- _Data shown_:

PR #594, opened 2023-07-11
Add local_storage_size option in values

puppetninja:
Some cloud provider have minimum pvc size requirement, like Aliyun, this option would also tezos-k8s to be deployed under such scenarios.

### DIFF
--- a/charts/tezos/templates/nodes.yaml
+++ b/charts/tezos/templates/nodes.yaml
@@ -86,7 +86,7 @@ spec:
         resources:
           requests:
 {{- if $.node_vals.local_storage | default false }}
-            storage: "1Gi"
+            storage: {{ default "1Gi" $.node_vals.local_storage_size }}
 {{- else }}
             storage: {{ default "15Gi" $.node_vals.storage_size }}
 {{- end }}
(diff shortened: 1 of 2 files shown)


charts/tezos/templates/nodes.yaml
```diff
@@ -86,7 +86,7 @@ spec:
         resources:
           requests:
 {{- if $.node_vals.local_storage | default false }}
-            storage: "1Gi"
+            storage: {{ default "1Gi" $.node_vals.local_storage_size }}
 {{- else }}
             storage: {{ default "15Gi" $.node_vals.storage_size }}
 {{- end }}
```
harryttd, line 92: I don't think we need to introduce a brand new field here. You can use logic to determine the default size and just use `storage_size`.

harryttd (changes requested):

charts/tezos/templates/nodes.yaml
puppetninja: I think it would be confusing, to configure pvcs for different purposes with same helm value, they even have different pvc names.

harryttd: i see what you are saying. Maybe we rename local_storage_size then because that sounds like the size of the local temp memory of the machine which isn't persistent and isn't what is being configured. Maybe `local_storage_pv_size`?

harryttd (approved):
Thank you!

puppetninja:
I rebased it instead of squashing my commits, sorry for that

- _What is required_: Which lines of the data include "would"? Copy each of them.

- _Answer below_:
Some cloud provider have minimum pvc size requirement, like Aliyun, this option would also tezos-k8s to be deployed under such scenarios.
puppetninja: I think it would be confusing, to configure pvcs for different purposes with same helm value, they even have different pvc names.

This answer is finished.